To do = Reproduce word for word, from the entries below, the line with "As usual, tests", the line with "I mention it", and every line between them, and nothing more.

Information provided =
· · · · · · ·

Issue #1335, opened 2017-01-26
Custom mode bar buttons are displayed upside down 


bruno-rino:
The mode bar icons that ship with plotly are for some reason flipped vertically. To compensate, plotly applies transformation matrix that includes a vertical flip (the -1 in the following line):

[`path.setAttribute('transform', 'matrix(1 0 0 -1 0 ' + thisIcon.ascent + ')');`](https://github.com/plotly/plotly.js/blob/master/src/components/modebar/modebar.js#L176)

To illustrate: the following example of how to add a custom icon uses a SVG path that looks good, because it is actually an upside down image (I render the SVG inline for comparison): http://codepen.io/bruno-rino/pen/bgowQx

The `-1` in the transformation matrix should be configurable. Or else any normal SVG path has to be flipped manually (and I don't know even how to go about doing that) before it can be used as an icon in the mode bar.

etpinard:
Ha. Good catch. 

Yes, our stock mode bar icons use bottom-to-top y axis (from [fontastic.me](http://fontastic.me/) I believe) which need to be flipped in the browser. 

We have a few options here:

### 1- reverse our icons

in [`src/fonts/ploticons/`](https://github.com/plotly/plotly.js/tree/master/src/fonts/ploticon) and remove the useless `-1` matrix transform. Problem: some users might be currently using our built icons paths by accessing them [here](https://github.com/plotly/plotly.js/blob/master/build/ploticon.js); this change might be considered _backward incompatible_.

### 2- add a general transform field

for example

```js
modeBarButtonsToAdd: [{
    name: 'my icon',
    icon: /* icon string path */,
    ascent: 100,
    transform: 'matrix(1 0 0 -1 0 100)',
    click: function(gd) { }
}]
```

This solution might be too confusing for some.

### 3- add a `flip` boolean field

or `direction: 'up' | 'down'`, ...

```js
modeBarButtonsToAdd: [{
    name: 'my icon',
    icon: /* icon string path */,
    ascent: 100,
    filp: true,
    click: function(gd) { }
}]
```
------

Personally, I prefer a type **3** solution (once we agree on the field name and values) for its simplicity. unless you think we need to cover other cases through the API.

rreusser:
Perhaps `flipy` is more descriptive both since it's more fully descriptive and since `flipx` could conceivably be useful too (left right arrows without needing two separate icons?)

bruno-rino:
[...]

PR #1461, opened 2017-03-10
Cartesian dropline support

rpaskowitz:
This PR adds support for droplines on cartesian graphs. It works with sub-plots and scatter/line/bar.

Some examples:
drop1
drop2
drop3
drop4

A new option is added to enable this behaviour (showDroplines), and it is disabled by default for backwards compatibility. Even if enabled, the chart must be on 'closest' hovermode and not 'compare'. Without this restriction there can be multiple points hovered simultaneously and that tended to make things confusing if there were multiple droplines.

A couple small things right now:
- ~~The droplines are drawn before the labels, but because the hover event fires on small moves, it can cause a redraw of the dropline causing it to be on top of the label. This should be pretty easily solved.~~
- ~~It would probably be better to draw the dropline to the secondary axis on the right, instead of the left, for series plotted on that axis. Some dropline implementations just draw the line full across which avoids that issue, but I prefer this styling. Getting the dropline to swap sides has the added benefit of making it much more clear to the user which axis they should be reading, which on charts with 2 is always a point of confusion at first glance.~~ The bigger issue is what to do if there are even more axes off to the side, like on `mocks/20.json`, where the line may go to the plot edge and not the true axis, but where drawing the line on top of other axes to reach would look weird.

drop5

As usual, tests are a TODO. Please let me know if you'd prefer them sooner in the future. Also let me know if you'd prefer something other than a PR for a feature that may/may not be merged (which is why I skip tests off the bat)


rpaskowitz:
Related to this PR, but not exclusively, I think it may make sense to swap the hovertext anchor point based on if a data series is plotted on a right or left axis. With the droplines, it becomes more apparent, since often for a series plotted on a right axis the hovertext fully covers the horizontal dropline. Even without droplines though, having the hovertext to the right of the datapoint of a series which is plotted on a right axis makes it more difficult to visualize where it lands on the axis.

Specifically in the following block for the non-rotated case, add a check if the series is on the right axis, and if so, default to `end` and switch to `start` only in the case where the label would be off the left side of the chart.

```
        if(rotateLabels) {
            d.pos = htx;
            anchorStartOK = hty + dy / 2 + txTotalWidth <= outerHeight;
            anchorEndOK = hty - dy / 2 - txTotalWidth >= 0;
            if((d.idealAlign === 'top' || !anchorStartOK) && anchorEndOK) {
                hty -= dy / 2;
                d.anchor = 'end';
            } else if(anchorStartOK) {
                hty += dy / 2;
                d.anchor = 'start';
            } else d.anchor = 'middle';
        }
        else {
            d.pos = hty;
            anchorStartOK = htx + dx / 2 + txTotalWidth <= outerWidth;
            anchorEndOK = htx - dx / 2 - txTotalWidth >= 0;
            if((d.idealAlign === 'left' || !anchorStartOK) && anchorEndOK) {
                htx -= dx / 2;
                d.anchor = 'end';
            } else if(anchorStartOK) {
                htx += dx / 2;
                d.anchor = 'start';
            } else d.anchor = 'middle';
        }
```

I mention it here because I thought I had a bug where I didn't think the horizontal dropline was drawn, when really it was just fully obscured.

My only concern with this is that if you have 2 data points near one another, but plotted on opposite series, it may seem odd to the user that the hovertext swaps positions so drastically.

etpinard:
Thanks for the PR @rpaskowitz !!!

I like this new functionality a lot. Though I'm thinking it should be via `layout.hovermode` instead of some config option. @alexcjohnson @cldougl thoughts?

alexcjohnson:
Yeah, I like it! We should harmonize this behavior with gl2d, which currently does exactly this - always, cannot be turned off, can it? But it uses solid black lines:

screen shot 2017-03-10 at 10 50 56 am

I can see this being a `hovermode` - that works nicely with not allowing it in compare mode, and also allows the end viewer to turn it on and off, not relying on the developer, since it'll show up in the modebar. Then maybe we can turn it off by default for gl2d as well.

Thoughts on colors? For robustness I kind of want to match the box/lasso select outline, which is alternating black/white dashes (drawn as solid white with dashed black on top of it) which probably isn't the prettiest but it always shows up, no matter what data or background it's drawn against.

re: axes off to the side ("free" axes) - perhaps we can just add a tick or arrow on the axis itself but not draw the whole line over to it (wherever it may be), just draw the line to the edge of the plot area? Same goes for subplots that share an axis, we probably don't want the line to go all the way across the other subplot, just add a mark of some sort on the relevant axis.

re: flipping the default label orientation for series drawn against the right axis: I think that's a great idea! The hover label then functions as an arrow pointing toward that axis. There's a chance people will find this *less* intuitive, as the label is *positioned* toward the wrong axis, even if it's *pointing* toward the correct one... but the benefits seem greater so lets do it. A thought on implementation: if we did this based on the pixel position of the axis relative to the hovered-on point, rather than on the side, then if you put a free axis over the middle of the plot, the labels would flip as you cross the axis, which seems like it would be a cool & useful effect - and you'd automatically get it right for free axes off the edge like `mocks/20.json`

rpaskowitz:
> Though I'm thinking it should be via layout.hovermode instead of some config option.

On one hand, I like using `hovermode` since it untangles the fact that this only works on specific hovermodes. On the other hand though, today `hovermode` really impacts what triggers a hover, and what data is included in the hover events, and not what is shown when a hover is triggered. I think that definition highlights why I struggle to name a new hovermode for this, since it would basically be `closest_dropline`, where apart from the UI aspect, it behaves identically to `closest`. Just as today there's no way to use the `hovermode` to control the hovertext...

...I'm picturing something like a `hoverinfo` (except not `hoverinfo`, since that controls what is in the hovertext) that could be set to `text`, `dropline` or `text+dropline` to control whether the current hovertext is shown at all, and this new dropline functionality. Currently you can't subscribe to hover events without the hovertext being shown, so this would provide a nice way to disable that (as opposed to nuking it in CSS or the DOM) as well as add this new functionality. What this doesn't solve is that droplines would still only be shown on `closest` hovermode.

> Thoughts on colors? For robustness I kind of want to match the box/lasso select outline, which is alternating black/white dashes (drawn as solid white with dashed black on top of it) which probably isn't the prettiest but it always shows up, no matter what data or background it's drawn against.

I prefer the look with colors, but understand that it can cause some comprehension issues in certain scenarios. In others though I think it lends clarity and provides easier comparison across series. So far in my testing the colors look pretty good, even with some dense data series. I'd might suggest the white background behind the color, which should increase visibility while still keeping some indicator of the series?

> perhaps we can just add a tick or arrow on the axis itself but not draw the whole line over to it

I could picture a dot/circle on the axis the goes slides along the axis to help make this clear. I'd still likely want to keep the line within the plot/subplot because a second convenience with droplines is not just finding the line on the axis, but also comparing data points of the same or other series with a selected on ("where we higher or lower 7 days ago?")

> if we did this based on the pixel position of the axis relative to the hovered-on point

I'll need to unpack this a bit and learn a bit more about "free" axes, but I see the value of the generic implementation that also handles cases like an axis in the middle.

> We should harmonize this behavior with gl2d

I stumbled across the droplines on gl2d after implementing this and had a moment of "is it somehow using my implementation from cartesian but failing to apply stroke?". Once we settled on behavior to enable and styling, I can take a look at the gl2d implementation, but it could take longer since I've not done any WebGL before.

alexcjohnson:
> today `hovermode` really impacts what triggers a hover, and what data is included in the hover events, and not what is shown when a hover is triggered.

Good point - @etpinard is right that this shouldn't go in config, but we should make it another attribute, independent of `hovermode`, and give it a modebar icon that's only available in `closest` mode so viewers can toggle this.

This also has an analog in gl3d, where each axis independently has an attribute `showspikes` - along with `spikesides` for secondary lines, and `spikethickness` and `spikecolor` to style them. I can't say I'm that excited about the name "spikes" but we do already have it so using a different name could be confusing... That said, unlike 3D I don't think we need to allow this on a per-axis basis, a global setting seems fine. And maybe sometime we will want to enable styling like color and thickness but lets omit that for now.

>  I'd might suggest the white background behind the color, which should increase visibility while still keeping some indicator of the series?

Ah, that's nice - we could use the same coloring as the hover label: light colors get a black contrast, dark colors get a white contrast.

> I could picture a dot/circle on the axis the goes slides along the axis to help make this clear. I'd still likely want to keep the line within the plot/subplot because a second convenience with droplines is not just finding the line on the axis, but also comparing data points of the same or other series with a selected on ("where we higher or lower 7 days ago?")

Oh yes - I wasn't suggesting getting rid of the line within the subplot... just not extending it outside the subplot if the axis isn't at the edge of the subplot. But the point about using this line for comparison is interesting - does this mean we should actually extend these lines the full width of the subplot, not just toward the axis?

> I can take a look at the gl2d implementation, but it could take longer since I've not done any WebGL before.

Doesn't have to be in this PR, nor does it need to be your job unless you're itching to play with webGL. I just want to make sure that whatever we do here will also work for webGL when we get to it.

etpinard:
> That said, unlike 3D I don't think we need to allow this on a per-axis basis, a global setting seems fine

I disagree here. I kinda like the idea of adding `showspikes` to every axis object. I can image someone only wanting spikes on the x (or y) axis of a given subplot. We should make sure that the `xaxis.showspikes` description mentions that it only has an effect when `layout.hovermode` is set to `'closest'`.

> And maybe sometime we will want to enable styling like color and thickness but lets omit that for now.

Agreed. No need to do this in this PR.

> But the point about using this line for comparison is interesting - does this mean we should actually extend these lines the full width of the subplot, not just toward the axis?

For example, on a stacked/coupled subplot layout:

[image](https://github.com/plotly/plotly.js/blob/master/test/image/baselines/stacked_coupled_subplots.png)

I think, yes, when `xaxis.showspikes` is turned on it would be nice to make the spikes reach the x-axis at the bottom. Now, maybe this isn't as obvious for other subplot layouts like:

[image](https://github.com/plotly/plotly.js/blob/master/test/image/baselines/multiple_axes_multiple.png)

here with `yaxis.showspikes: true` should the spikes reach the y axes with non-default `position` settings? I'm not sure. In this case, the spikes would overlap one or several y-axis title(s).

rpaskowitz:
> I think, yes, when xaxis.showspikes is turned on it would be nice to make the spikes reach the x-axis at the bottom. Now, maybe this isn't as obvious for other subplot layouts like:
> Oh yes - I wasn't suggesting getting rid of the line within the subplot... just not extending it outside the subplot if the axis isn't at the edge of the subplot.

Here's what it looks like with dots on the axes. The dropline will draw the the edge of the plot area, but the dot will appear on whichever axis the series is associated to.

> Ah, that's nice - we could use the same coloring as the hover label: light colors get a black contrast, dark colors get a white contrast.

This example also has a white line behind the colored line, which is also a pixel wider on each side. I'm not sure the contrast is needed for alternating colors because the backgrounds purpose is to make the line visible on top of other series, not necessarily visible on top of a series of the same color. Since there could be any number of other colors to differentiate from, alternating backgrounds may not help. I think if the background were black, it would stick out really poorly on a chart with a white background. (that being said, if the chart had a black or dark background, this one would stick out, so score another point for configurability - unless we wanted to use the chart base color to programatically determine the dropline background).

drop6

rpaskowitz:
>  where each axis independently has an attribute `showspikes`
>  I kinda like the idea of adding showspikes to every axis object.
> But the point about using this line for comparison is interesting - does this mean we should actually extend these lines the full width of the subplot, not just toward the axis?

Perhaps we could resolve this stuff by making showspikes configurable with options like `false` (off), `axis` on to plot to the data axis only, `true` to draw both ways. If it's configurable per axis someone could do `true` for the y axis to get the line all the way across, but keep the a axis at `axis`. Alternatively this could be done like `hoverinfo` where we could pack in whether lines are drawn to the data axis, entirely, and if the dot is drawn on the axis line.

rpaskowitz:
Took a re-read, but 
> I think, yes, when xaxis.showspikes is turned on it would be nice to make the spikes reach the x-axis at the bottom

makes sense to me now. It's certainly possible to draw all the way to the axis (I just did it accidentally), so maybe it would be another configurable option in the `showspikes` configuration to have the line drawn all the way to the axis for the cases where one knows it's not going to do something ugly like draw over other axes.

rpaskowitz:
>Took a re-read, but
>>I think, yes, when xaxis.showspikes is turned on it would be nice to make the spikes reach the x-axis at the bottom

>makes sense to me now. It's certainly possible to draw all the way to the axis (I just did it accidentally), so maybe it would be another configurable option in the showspikes configuration to have the line drawn all the way to the axis for the cases where one knows it's not going to do something ugly like draw over other axes.

I think this is actually a non-issue. Between the two screenshots are two different scenarios. In the first example, `mocks/stacked_coupled_subplots`, the 3 plots are all sharing a single x-axis, they don't have different `free` axes, while in `mocks/multiple_axes_multiple` and `mocks/20` there are some series plotted on `free` axes. In the case of shared axes, we can simply draw the line directly to the axis. It is in the `free` case where we don't want to do that, and draw instead to the plot area.

I'm holding off for some more changes before pushing code, but here are some examples of my updated implementation:
`stacked_coupled_subplots` -- shared x-axis
drop_shared_x

`stacked_subplots_shared_yaxis` -- shared y-axis
drop_shared_y

`20` -- free y-axes
drop_free_y

`shared_axes_subplots` -- shared x and y axes. The droplines really helped me understand this chart, unrealistic though it may be, except if someone were trying to make some sort of clever infographic venn like diagram, since at a glance I wasn't sure which sub-plots were using which axes, but it was very clear with the droplines.
drop_shared_xy


My implementation still needs to be updated to handle free x axes, since I'm only handling y right now. And I need to get rid of triple nested ternaries.

An interesting discovery is that while in 'compare' mode, the axis value callouts in shared axis scenarios are arguable in the wrong spot since they seem to be being positioned at the bottom of the y axis instead of on the x axis (which is basically what the earlier implementation of droplines was doing, so I imagine a similar fix is straightforward):
compare_marker

rpaskowitz:
Most points addressed in latest commit.

TODO:
- Decide if we want either dropline to not just go to the axis the value relates to, but full across the chart. Could be configurable as part of showspikes.
- Decide if we we need the background line behind the colored line to change based on chart and/or line color.
- Decide if a modebar is needed to enable/disable this behavior (I'm not 100% on it being a modebar interaction since it wouldn't be a simple on/off, as it's per-axis, including individual axes when there are subplots, and it may not be desirable at all for certain charts - I think it may be best left to the chart designer - one example, x-axis spikes are pretty unnecessary for bar charts).
- Decide if swapping the hovertext position based on axis position should be done as a part of this PR (my feeling now is no, since the axis marker mostly resolves the visibility issue that the problem previously exacerbated, and it's independent)
- Tests, naturally

alexcjohnson:
@rpaskowitz thanks for all the great examples and exploration of so many scenarios!

> > That said, unlike 3D I don't think we need to allow this on a per-axis basis, a global setting seems fine
>
> I disagree here. I kinda like the idea of adding `showspikes` to every axis object. I can image someone only wanting spikes on the x (or y) axis of a given subplot. We should make sure that the `xaxis.showspikes` description mentions that it only has an effect when `layout.hovermode` is set to `'closest'`.

> Decide if a modebar is needed to enable/disable this behavior (I'm not 100% on it being a modebar interaction since it wouldn't be a simple on/off, as it's per-axis, including individual axes when there are subplots, and it may not be desirable at all for certain charts - I think it may be best left to the chart designer - one example, x-axis spikes are pretty unnecessary for bar charts).

True, bar charts don't benefit from a guide line down the bar, and in fact it could obscure things... But we could handle that based on trace type instead. I worry that few people will go to the trouble of understanding its implications fully enough to configure it per-axis, and at least for me personally I would really appreciate the ability to turn this effect on or off (ie via the mode bar). I suppose we could define a global `layout.showspikes` that's controlled by the mode bar and sets the default that per-axis values override... seems potentially confusing though.

> Here's what it looks like with dots on the axes. The dropline will draw the the edge of the plot area, but the dot will appear on whichever axis the series is associated to.

> Decide if we want either dropline to not just go to the axis the value relates to, but full across the chart. Could be configurable as part of showspikes.

I like the look when the line is drawn from the point to the axis, no matter where that axis is displayed (even if it's a free axis?), and your point that this helps explain multi-axis plots is a great observation. Does that mean we don't need the dot on the axis? I like that look too when the axis has a line, but it seems redundant if the line gets there, and I *don't* like it when the axis doesn't have a line or ticks - then it overlaps the tick labels. Might be better just to leave it off?

> Decide if we we need the background line behind the colored line to change based on chart and/or line color.

> This example also has a white line behind the colored line, which is also a pixel wider on each side. I'm not sure the contrast is needed for alternating colors because the backgrounds purpose is to make the line visible on top of other series, not necessarily visible on top of a series of the same color. Since there could be any number of other colors to differentiate from, alternating backgrounds may not help.

I still think it would be worth trying exactly the colors that the hover label gets. Maybe it will look a bit heavy on white-background charts when the contrast color goes to black, but it will guarantee contrast in any situation: what if you have light-colored scatter points either in a thick cloud over a dark background, or with a dark `marker.line` on a light background. In both cases the spike lines would disappear. You're right that in a plot with a jumble of small feature of many different colors this won't really differentiate itself locally, but I still think except in some truly pathological cases it will make a clear feature to guide the eye vertically or horizontally when you consider the whole chart. That said I feel like the extra width of the white (or contrasting) line - which would help for some of these really chaotic cases - is probably too wide and obscures too much, particularly if you're using the line to compare values across the plot.

> Decide if swapping the hovertext position based on axis position should be done as a part of this PR (my feeling now is no, since the axis marker mostly resolves the visibility issue that the problem previously exacerbated, and it's independent)

Agreed, but might be nice to make an issue for it so we don't forget to revisit it later.

rpaskowitz:
Leaving aside the issue of per-legend, or chart-type, etc...fot now as I think that may need some internal plotly discussion. It mostly doesn't matter to me since I won't wind up using the modebar, and needing to enable globally, or per type, or per axis won't make too much of a difference.

> I like the look when the line is drawn from the point to the axis, no matter where that axis is displayed (even if it's a free axis?), and your point that this helps explain multi-axis plots is a great observation. Does that mean we don't need the dot on the axis?
I'm not sure I follow all of this comment. I also like the line drawn from point to axis, but only to the graph edge in the case of a free axis (for the problem of having the line cross the other axes). I like the dot as an indicator on the free axes to help make the association, and while redundant when the axis on the chart-edge is the same as the series axis, I think the dot serves a purpose otherwise it will need to be a learned behaviour that "when the dot isn't shown, it means it's the axis on chart edge".

> I like that look too when the axis has a line, but it seems redundant if the line gets there, and I don't like it when the axis doesn't have a line or ticks - then it overlaps the tick labels. Might be better just to leave it off?

I'll grant it does sometimes look a bit odd when there is no line on the axis, which happens not only when the line is disabled, but if the chart edge isn't at x = 0, so the line is offset from the chart edge. That's still the place at which the dropline itself will end, so I don't think it's too weird, and I think the placement could be adjusted a bit to make sure it doesn't cover the label text.

I think this may speak further to the need for something like the `showspikes` option to be like `hovertext` in accepting various options - this dot could be one of those configurable options - just as disabling tick markers is one, if this looks weird when there's no tick markers, then people should perhaps turn the dot off. My list of available spike options at this point would be `toaxis`, `across, and `marker`. `across` would be 100% width, not just from the point, and would supersede `toaxis`.

> I still think it would be worth trying exactly the colors that the hover label gets.
I can put together some samples with the different background and widths.

etpinard:
> I worry that few people will go to the trouble of understanding its implications fully enough to configure it per-axis, and at least for me personally I would really appreciate the ability to turn this effect on or off (ie via the mode bar). I suppose we could define a global layout.showspikes that's controlled by the mode bar and sets the default that per-axis values override... seems potentially confusing though.

As discussed privately with @alexcjohnson, making this new mode bar button turn on or off the spikes would be pretty easy and shouldn't be a blocker for `(x|y)axis.showspikes`. 

For example, we could do the same as in 3D where the mode bar "hover" handler turns off `showspikes` for all axes on 1st click and on 2nd click turns the original `showspikes` back on - see logic [here](https://github.com/plotly/plotly.js/blob/4b7aa2be1ea3a7ddf3c52cecf364b84388f8c6bc/src/components/modebar/buttons.js#L339-L387).

Alternatively, we could add a _true_ toggle button where the 1st click turns off `showspikes` for every axes, the 2nd click turns on `showspikes` for every axes and the current _reset axes_ mode bar button would not only reset the axis range but also the spike settings back to their original values.

At the moment, I think the second option is the best (i.e. less confusing). Moreover, similar to @alexcjohnson 's idea, I think we should only show this new _toggle spikes_ mode bar button when scatter traces are present on the graph.

--------- 

> - Decide if we we need the background line behind the colored line to change based on chart and/or line color.

I'll let you and @alexcjohnson decide on what the best default spike color is. But I think we should at the very least expose `spikecolor` and `spikethinkness` attributes as part of this PR - on-par with the 3D spike [attributes](https://github.com/plotly/plotly.js/blob/4b7aa2be1ea3a7ddf3c52cecf364b84388f8c6bc/src/plots/gl3d/layout/axis_attributes.js#L17-L48). Maybe we could also expose `spikedash` with the same possible values as the scatter [`line.dash`](https://github.com/plotly/plotly.js/blob/4b7aa2be1ea3a7ddf3c52cecf364b84388f8c6bc/src/traces/scatter/attributes.js#L150-L174).

-----

> I think this may speak further to the need for something like the showspikes option to be like hovertext in accepting various options - this dot could be one of those configurable options - just as disabling tick markers is one, if this looks weird when there's no tick markers, then people should perhaps turn the dot off. My list of available spike options at this point would be toaxis, across, and marker. across would be 100% width, not just from the point, and would supersede toaxis.

I think a [flaglist](https://github.com/plotly/plotly.js/blob/4b7aa2be1ea3a7ddf3c52cecf364b84388f8c6bc/src/lib/coerce.js#L190-:L220) attribute like `spikemode` with possible flags `'toaxis'`, `'marker'` etc might be more _plotly-esque_. But I'm not 100% sure this setting needs to be exposed in this PR.

rpaskowitz:
> But I think we should at the very least expose spikecolor and spikethinkness

I don't think this adds much work (spikedash too), so I'll just include it. Same goes for the flaglist, I don't think it is that big a deal, so may as well get it done (in my own projects, I find this stuff doesn't often get revisited after shipping, so sometimes better to just get it over with).

> At the moment, I think the second option is the best 

If I follow the current recommendations it would entail:
- A per-axis `showspike` (plus associated color, thickness, dash, mode)
- A per-cartesian-chart-type configuration (scatter X and Y true, line X and Y true, bar Y true, row X true, ...) of the above per-axis values
- Allow manual override of the per-cartesian-chart-type configuration through axis layout options
- A modebar that goes `default` -> (`all off` <-> `all on`)
- The 'reset axis' modebar going back to `default`
 - `default` in both these cases meaning whatever the chart configuration happened to be when the spike toggle modebar button was hit (based on per-axis layout options)

If the 'per-axis-cartesian' defaults are desired, my main question would be what to do when there are mixed-series on a chart. Since the properties are currently being discussed as per-axis and not per-series, if there were a scatter+bar chart, then a line would be drawn to the x-axis for the bar as it would have been enabled by the scatter series' presence. I think resolving this would mean moving the spike settings to the series and having a flaglist for `showspikes` like `x+y` (I think it'd probably fine to keep the spike color, thickness, etc... the same for both axes for a given series, I can't picture wanting to draw those in different colors, and in fact, specifying those per-series may actually make more sense than specifying per-axis)

etpinard:
@rpaskowitz @alexcjohnson status update on this thing? It would be nice to include it in next week's `1.26.0`.

rpaskowitz:
I can likely get the spikecolor/thickness stuff done. Before tackling the rest in my last comment, if someone could confirm that I've properly described the functionality, I can get working on that too.

Completing tests would add the most uncertainty to wrapping this up, but if the functionality described is correct, implementing it shouldn't take too long, and I can start looking at the rest.

alexcjohnson:
> A per-axis `showspike` (plus associated color, thickness, dash, mode)

👍 

> A per-cartesian-chart-type configuration (scatter X and Y true, line X and Y true, bar Y true, row X true, ...) of the above per-axis values
> Allow manual override of the per-cartesian-chart-type configuration through axis layout options

I'd vote to omit this for now - just make the default off for all axes, and users can opt into it. We can revisit this later and decide if these warrant turning on by default, once we have the functionality available.

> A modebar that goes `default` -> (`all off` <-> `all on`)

· · · · · · ·

Response =
As usual, tests are a TODO. Please let me know if you'd prefer them sooner in the future. Also let me know if you'd prefer something other than a PR for a feature that may/may not be merged (which is why I skip tests off the bat)


rpaskowitz:
Related to this PR, but not exclusively, I think it may make sense to swap the hovertext anchor point based on if a data series is plotted on a right or left axis. With the droplines, it becomes more apparent, since often for a series plotted on a right axis the hovertext fully covers the horizontal dropline. Even without droplines though, having the hovertext to the right of the datapoint of a series which is plotted on a right axis makes it more difficult to visualize where it lands on the axis.

Specifically in the following block for the non-rotated case, add a check if the series is on the right axis, and if so, default to `end` and switch to `start` only in the case where the label would be off the left side of the chart.

```
        if(rotateLabels) {
            d.pos = htx;
            anchorStartOK = hty + dy / 2 + txTotalWidth <= outerHeight;
            anchorEndOK = hty - dy / 2 - txTotalWidth >= 0;
            if((d.idealAlign === 'top' || !anchorStartOK) && anchorEndOK) {
                hty -= dy / 2;
                d.anchor = 'end';
            } else if(anchorStartOK) {
                hty += dy / 2;
                d.anchor = 'start';
            } else d.anchor = 'middle';
        }
        else {
            d.pos = hty;
            anchorStartOK = htx + dx / 2 + txTotalWidth <= outerWidth;
            anchorEndOK = htx - dx / 2 - txTotalWidth >= 0;
            if((d.idealAlign === 'left' || !anchorStartOK) && anchorEndOK) {
                htx -= dx / 2;
                d.anchor = 'end';
            } else if(anchorStartOK) {
                htx += dx / 2;
                d.anchor = 'start';
            } else d.anchor = 'middle';
        }
```

I mention it here because I thought I had a bug where I didn't think the horizontal dropline was drawn, when really it was just fully obscured.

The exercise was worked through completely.